* [Information shown]
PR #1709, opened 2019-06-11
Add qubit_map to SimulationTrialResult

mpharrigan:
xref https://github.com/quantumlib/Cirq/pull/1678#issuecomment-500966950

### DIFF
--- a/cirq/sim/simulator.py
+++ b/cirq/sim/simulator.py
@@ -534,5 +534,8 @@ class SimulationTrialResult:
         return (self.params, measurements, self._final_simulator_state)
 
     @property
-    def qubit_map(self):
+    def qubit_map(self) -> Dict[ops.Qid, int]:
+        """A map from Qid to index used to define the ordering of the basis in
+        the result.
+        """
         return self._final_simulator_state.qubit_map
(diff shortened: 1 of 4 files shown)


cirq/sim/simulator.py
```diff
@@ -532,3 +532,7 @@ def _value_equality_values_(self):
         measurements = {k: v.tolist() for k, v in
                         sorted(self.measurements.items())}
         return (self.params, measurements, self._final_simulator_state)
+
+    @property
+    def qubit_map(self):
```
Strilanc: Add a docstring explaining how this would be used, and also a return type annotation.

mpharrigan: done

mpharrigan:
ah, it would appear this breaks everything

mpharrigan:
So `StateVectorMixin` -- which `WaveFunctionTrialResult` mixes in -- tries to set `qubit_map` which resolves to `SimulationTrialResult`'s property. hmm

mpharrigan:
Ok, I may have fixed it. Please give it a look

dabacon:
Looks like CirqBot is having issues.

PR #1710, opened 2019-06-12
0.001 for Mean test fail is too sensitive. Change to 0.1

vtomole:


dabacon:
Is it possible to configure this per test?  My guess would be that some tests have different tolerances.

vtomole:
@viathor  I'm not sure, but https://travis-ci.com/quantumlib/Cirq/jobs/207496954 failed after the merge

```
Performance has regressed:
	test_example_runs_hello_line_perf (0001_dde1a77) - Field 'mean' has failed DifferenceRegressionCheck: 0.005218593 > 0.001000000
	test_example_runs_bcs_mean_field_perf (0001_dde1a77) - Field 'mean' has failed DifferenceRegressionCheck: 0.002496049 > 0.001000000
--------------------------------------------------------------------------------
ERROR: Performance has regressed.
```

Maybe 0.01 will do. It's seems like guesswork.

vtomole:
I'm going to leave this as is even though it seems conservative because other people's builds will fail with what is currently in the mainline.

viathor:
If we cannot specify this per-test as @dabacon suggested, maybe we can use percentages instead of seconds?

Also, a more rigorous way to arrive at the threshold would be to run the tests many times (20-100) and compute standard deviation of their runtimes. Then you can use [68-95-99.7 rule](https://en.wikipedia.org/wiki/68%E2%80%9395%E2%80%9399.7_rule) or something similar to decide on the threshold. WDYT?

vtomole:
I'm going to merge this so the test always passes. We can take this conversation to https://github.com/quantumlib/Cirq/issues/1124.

==

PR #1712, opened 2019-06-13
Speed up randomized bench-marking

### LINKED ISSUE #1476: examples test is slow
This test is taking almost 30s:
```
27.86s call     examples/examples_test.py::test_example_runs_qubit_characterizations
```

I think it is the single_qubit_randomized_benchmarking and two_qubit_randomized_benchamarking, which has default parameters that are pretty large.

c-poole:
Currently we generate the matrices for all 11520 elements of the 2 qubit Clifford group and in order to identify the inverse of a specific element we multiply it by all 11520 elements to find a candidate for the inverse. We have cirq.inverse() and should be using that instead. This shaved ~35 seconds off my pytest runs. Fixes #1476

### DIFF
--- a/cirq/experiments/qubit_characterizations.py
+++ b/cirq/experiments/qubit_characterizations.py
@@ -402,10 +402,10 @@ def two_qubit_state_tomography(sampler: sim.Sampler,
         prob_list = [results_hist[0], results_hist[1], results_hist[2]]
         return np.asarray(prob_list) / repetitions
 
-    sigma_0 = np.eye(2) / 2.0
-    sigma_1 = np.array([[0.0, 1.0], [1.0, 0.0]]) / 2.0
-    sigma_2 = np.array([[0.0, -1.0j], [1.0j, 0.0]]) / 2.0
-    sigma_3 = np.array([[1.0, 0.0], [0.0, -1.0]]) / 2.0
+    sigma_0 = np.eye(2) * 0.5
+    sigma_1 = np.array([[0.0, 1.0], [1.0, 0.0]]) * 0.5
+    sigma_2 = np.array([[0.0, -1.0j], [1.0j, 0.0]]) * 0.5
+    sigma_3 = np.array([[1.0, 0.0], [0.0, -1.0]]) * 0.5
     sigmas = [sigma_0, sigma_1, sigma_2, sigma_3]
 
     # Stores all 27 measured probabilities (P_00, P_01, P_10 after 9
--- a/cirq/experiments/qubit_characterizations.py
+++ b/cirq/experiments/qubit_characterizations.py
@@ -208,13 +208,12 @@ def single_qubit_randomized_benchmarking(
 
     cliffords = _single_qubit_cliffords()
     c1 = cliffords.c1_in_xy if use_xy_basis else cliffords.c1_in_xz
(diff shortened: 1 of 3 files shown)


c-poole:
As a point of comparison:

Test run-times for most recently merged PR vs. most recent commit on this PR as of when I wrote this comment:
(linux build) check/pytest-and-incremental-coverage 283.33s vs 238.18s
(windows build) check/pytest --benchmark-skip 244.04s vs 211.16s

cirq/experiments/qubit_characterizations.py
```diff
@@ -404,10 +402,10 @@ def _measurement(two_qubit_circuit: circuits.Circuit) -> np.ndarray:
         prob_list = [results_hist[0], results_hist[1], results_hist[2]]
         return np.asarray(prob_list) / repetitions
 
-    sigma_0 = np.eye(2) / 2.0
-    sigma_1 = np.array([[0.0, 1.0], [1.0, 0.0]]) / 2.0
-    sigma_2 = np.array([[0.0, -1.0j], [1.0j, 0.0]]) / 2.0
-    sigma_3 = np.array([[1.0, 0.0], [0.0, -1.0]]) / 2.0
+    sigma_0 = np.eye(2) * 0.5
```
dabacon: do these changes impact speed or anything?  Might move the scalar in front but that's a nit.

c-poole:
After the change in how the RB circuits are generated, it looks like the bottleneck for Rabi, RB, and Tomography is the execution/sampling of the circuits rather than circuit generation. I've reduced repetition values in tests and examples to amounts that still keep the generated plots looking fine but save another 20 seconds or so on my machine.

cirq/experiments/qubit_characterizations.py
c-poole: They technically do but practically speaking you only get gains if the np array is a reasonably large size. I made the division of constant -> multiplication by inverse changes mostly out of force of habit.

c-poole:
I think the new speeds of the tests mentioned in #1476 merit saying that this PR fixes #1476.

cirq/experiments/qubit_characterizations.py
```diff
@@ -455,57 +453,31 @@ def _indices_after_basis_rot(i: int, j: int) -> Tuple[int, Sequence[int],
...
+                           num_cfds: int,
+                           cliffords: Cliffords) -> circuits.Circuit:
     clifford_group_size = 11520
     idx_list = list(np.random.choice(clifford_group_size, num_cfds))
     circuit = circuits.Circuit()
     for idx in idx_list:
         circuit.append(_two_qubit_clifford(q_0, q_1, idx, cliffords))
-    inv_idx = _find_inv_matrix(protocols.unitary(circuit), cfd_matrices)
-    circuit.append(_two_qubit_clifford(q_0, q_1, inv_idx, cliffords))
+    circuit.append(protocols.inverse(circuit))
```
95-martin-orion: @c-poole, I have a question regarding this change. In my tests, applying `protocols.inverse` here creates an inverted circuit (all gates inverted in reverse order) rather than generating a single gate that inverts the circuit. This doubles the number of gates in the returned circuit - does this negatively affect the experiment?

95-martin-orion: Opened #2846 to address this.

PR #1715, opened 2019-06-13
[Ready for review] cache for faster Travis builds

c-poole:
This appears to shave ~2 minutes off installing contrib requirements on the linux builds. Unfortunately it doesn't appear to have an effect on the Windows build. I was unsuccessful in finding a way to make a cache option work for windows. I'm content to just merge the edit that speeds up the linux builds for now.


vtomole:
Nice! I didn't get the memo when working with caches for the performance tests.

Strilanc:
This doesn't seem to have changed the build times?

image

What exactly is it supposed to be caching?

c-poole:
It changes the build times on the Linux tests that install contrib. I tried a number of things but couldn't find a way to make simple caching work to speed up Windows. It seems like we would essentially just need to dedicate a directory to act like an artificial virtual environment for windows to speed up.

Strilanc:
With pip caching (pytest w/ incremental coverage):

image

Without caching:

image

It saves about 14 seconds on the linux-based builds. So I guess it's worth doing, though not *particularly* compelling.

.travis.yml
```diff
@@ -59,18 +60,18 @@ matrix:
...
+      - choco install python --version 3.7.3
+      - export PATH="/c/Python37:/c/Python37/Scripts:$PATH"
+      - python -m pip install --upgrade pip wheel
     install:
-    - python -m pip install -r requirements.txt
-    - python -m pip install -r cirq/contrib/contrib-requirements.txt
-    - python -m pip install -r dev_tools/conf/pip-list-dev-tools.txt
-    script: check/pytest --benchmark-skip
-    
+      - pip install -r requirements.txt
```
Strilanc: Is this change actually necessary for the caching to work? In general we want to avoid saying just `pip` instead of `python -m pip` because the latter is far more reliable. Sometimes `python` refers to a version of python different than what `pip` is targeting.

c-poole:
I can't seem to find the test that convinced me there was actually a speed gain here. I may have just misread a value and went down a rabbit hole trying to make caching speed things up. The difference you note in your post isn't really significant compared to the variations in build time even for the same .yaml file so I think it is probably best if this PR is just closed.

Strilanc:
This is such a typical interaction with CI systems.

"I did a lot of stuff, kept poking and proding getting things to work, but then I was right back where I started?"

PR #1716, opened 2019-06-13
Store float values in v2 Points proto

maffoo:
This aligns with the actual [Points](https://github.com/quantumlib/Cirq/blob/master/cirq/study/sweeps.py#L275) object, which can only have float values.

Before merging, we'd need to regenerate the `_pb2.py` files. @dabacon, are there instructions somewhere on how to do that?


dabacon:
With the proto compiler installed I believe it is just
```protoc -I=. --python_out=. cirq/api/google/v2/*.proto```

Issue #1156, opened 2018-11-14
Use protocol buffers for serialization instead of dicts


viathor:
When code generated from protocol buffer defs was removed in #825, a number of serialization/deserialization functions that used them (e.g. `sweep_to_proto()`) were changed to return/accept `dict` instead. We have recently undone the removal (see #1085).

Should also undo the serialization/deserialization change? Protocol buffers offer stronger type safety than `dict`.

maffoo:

==

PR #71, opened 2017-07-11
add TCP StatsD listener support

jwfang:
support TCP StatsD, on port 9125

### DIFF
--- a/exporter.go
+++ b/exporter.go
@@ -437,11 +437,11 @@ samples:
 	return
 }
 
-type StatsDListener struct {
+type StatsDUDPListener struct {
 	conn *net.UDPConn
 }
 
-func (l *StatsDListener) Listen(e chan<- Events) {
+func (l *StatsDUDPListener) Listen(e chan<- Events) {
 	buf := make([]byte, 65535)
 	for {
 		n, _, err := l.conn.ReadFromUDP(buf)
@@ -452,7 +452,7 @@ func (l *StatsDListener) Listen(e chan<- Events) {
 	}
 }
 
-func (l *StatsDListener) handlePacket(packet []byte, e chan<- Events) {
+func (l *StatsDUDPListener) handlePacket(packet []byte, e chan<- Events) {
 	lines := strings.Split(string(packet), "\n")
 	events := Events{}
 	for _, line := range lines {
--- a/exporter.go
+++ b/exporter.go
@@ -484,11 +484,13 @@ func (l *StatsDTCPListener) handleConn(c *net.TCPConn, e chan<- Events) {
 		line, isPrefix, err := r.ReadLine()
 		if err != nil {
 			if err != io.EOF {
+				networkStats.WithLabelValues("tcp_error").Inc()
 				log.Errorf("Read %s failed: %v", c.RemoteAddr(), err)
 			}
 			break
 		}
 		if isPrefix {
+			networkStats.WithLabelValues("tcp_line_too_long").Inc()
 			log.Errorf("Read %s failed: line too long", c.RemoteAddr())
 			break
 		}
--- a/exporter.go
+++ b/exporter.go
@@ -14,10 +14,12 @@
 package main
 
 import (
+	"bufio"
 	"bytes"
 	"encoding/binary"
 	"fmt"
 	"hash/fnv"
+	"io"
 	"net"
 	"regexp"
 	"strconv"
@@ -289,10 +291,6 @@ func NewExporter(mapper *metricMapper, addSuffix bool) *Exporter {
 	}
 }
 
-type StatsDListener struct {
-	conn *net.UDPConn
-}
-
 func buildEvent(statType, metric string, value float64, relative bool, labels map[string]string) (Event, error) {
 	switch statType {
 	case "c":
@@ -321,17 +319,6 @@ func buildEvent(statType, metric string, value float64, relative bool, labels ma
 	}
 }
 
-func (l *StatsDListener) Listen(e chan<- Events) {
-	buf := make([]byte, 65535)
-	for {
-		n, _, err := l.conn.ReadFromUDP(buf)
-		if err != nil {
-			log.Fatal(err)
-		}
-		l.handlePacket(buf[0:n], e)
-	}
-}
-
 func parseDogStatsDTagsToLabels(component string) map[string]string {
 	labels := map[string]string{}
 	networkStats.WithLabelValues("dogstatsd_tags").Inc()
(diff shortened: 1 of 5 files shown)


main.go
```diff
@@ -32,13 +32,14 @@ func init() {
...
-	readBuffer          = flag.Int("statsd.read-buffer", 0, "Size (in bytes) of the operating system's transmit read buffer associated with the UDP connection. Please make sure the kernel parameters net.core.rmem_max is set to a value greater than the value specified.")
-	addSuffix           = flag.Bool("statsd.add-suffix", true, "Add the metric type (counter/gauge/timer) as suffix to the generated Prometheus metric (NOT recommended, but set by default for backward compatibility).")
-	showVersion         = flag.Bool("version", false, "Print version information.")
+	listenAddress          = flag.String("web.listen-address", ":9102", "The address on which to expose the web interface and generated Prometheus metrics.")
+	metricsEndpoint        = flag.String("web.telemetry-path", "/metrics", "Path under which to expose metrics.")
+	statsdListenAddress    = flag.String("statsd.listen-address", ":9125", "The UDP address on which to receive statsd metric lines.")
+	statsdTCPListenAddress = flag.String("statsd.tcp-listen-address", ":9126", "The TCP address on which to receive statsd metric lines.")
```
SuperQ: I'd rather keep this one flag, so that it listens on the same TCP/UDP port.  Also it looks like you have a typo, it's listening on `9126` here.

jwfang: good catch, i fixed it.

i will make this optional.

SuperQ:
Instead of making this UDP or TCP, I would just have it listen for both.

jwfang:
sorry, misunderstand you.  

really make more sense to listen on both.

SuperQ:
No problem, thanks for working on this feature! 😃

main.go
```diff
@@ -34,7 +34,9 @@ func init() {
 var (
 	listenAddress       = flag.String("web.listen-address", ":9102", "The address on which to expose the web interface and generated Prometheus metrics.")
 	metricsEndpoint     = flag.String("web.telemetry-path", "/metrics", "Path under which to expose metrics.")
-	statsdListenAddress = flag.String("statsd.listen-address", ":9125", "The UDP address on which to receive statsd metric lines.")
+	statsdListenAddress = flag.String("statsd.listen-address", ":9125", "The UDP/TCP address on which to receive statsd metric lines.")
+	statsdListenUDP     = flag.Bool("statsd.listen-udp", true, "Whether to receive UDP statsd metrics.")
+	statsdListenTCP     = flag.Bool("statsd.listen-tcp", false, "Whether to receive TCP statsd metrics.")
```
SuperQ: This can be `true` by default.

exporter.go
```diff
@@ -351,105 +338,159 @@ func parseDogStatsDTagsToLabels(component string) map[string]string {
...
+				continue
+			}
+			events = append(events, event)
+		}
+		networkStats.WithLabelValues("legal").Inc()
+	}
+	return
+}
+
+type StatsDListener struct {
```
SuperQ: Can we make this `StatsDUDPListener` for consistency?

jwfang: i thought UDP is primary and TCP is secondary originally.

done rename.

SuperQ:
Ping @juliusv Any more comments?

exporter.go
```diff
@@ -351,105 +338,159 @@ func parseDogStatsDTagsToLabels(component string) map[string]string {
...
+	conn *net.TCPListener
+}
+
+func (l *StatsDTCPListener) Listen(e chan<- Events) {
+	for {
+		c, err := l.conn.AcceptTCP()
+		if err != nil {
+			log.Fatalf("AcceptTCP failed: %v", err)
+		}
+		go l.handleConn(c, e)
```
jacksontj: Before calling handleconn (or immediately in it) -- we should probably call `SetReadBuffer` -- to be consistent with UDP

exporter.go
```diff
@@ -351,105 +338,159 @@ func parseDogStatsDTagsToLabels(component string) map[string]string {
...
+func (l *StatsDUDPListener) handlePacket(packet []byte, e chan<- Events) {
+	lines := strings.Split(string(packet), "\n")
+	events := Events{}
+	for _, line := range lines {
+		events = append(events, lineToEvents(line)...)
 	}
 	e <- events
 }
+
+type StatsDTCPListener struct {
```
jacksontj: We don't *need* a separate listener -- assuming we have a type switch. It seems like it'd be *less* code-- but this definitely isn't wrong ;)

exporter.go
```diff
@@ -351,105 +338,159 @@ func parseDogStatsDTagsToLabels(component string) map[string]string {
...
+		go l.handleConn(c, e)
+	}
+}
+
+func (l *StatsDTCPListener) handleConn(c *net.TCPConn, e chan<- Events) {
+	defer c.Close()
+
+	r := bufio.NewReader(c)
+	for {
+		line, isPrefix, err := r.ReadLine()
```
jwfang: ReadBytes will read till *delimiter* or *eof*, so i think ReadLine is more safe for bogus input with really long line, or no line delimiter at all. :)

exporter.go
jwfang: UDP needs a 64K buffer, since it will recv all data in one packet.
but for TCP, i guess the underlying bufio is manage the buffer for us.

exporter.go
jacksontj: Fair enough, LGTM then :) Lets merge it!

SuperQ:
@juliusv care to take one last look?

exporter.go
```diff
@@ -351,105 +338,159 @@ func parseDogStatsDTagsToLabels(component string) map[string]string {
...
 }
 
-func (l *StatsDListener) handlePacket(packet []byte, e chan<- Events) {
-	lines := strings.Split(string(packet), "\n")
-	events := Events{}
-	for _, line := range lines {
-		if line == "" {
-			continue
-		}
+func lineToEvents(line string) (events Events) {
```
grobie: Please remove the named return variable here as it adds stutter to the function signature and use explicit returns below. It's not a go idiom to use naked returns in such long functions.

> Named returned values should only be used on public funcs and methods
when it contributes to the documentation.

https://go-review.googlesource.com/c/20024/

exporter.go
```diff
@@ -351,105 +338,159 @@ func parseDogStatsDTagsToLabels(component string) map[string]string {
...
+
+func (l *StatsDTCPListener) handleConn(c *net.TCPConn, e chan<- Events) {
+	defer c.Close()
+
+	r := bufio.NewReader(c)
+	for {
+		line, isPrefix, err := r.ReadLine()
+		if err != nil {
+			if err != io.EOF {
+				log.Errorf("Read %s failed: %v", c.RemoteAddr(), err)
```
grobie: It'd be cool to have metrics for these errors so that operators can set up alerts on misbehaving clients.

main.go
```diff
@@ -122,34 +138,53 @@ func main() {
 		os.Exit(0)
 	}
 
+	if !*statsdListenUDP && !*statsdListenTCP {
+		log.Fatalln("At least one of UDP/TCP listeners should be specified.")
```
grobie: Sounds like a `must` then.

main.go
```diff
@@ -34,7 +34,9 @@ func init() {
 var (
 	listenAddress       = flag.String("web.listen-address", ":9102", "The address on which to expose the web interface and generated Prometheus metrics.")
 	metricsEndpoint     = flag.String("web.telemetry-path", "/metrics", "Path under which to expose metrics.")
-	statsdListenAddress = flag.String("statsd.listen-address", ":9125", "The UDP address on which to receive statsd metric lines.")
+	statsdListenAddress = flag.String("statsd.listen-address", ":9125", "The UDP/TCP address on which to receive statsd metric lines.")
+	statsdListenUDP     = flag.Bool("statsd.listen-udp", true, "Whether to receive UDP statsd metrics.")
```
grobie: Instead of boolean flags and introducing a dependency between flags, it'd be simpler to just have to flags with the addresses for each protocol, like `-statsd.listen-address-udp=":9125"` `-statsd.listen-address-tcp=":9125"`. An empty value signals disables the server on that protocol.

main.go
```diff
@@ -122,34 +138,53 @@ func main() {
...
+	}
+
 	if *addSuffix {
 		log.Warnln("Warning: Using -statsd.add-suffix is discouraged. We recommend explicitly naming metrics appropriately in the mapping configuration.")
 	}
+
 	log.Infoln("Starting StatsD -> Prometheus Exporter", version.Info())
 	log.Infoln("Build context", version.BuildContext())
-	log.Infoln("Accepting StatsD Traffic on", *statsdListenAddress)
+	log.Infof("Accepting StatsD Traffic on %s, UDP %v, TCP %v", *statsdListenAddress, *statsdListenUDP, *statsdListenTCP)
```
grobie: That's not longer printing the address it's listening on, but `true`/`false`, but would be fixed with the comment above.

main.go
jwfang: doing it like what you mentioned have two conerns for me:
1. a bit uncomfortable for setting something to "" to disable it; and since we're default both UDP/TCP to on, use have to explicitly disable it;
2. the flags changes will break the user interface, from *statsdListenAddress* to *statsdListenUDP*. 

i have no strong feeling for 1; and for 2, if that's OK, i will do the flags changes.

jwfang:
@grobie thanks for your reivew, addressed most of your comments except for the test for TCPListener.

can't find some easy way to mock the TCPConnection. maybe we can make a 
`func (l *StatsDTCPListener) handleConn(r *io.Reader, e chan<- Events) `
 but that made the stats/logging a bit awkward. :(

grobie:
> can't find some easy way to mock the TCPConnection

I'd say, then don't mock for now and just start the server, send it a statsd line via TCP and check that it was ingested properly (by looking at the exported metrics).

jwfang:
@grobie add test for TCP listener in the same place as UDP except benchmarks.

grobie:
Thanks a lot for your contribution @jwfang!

* [Task to carry out] The answer is every line in the data where the word "RemoteAddr" appears.

* [Your solution]
 				log.Errorf("Read %s failed: %v", c.RemoteAddr(), err)
 			log.Errorf("Read %s failed: line too long", c.RemoteAddr())
+				log.Errorf("Read %s failed: %v", c.RemoteAddr(), err)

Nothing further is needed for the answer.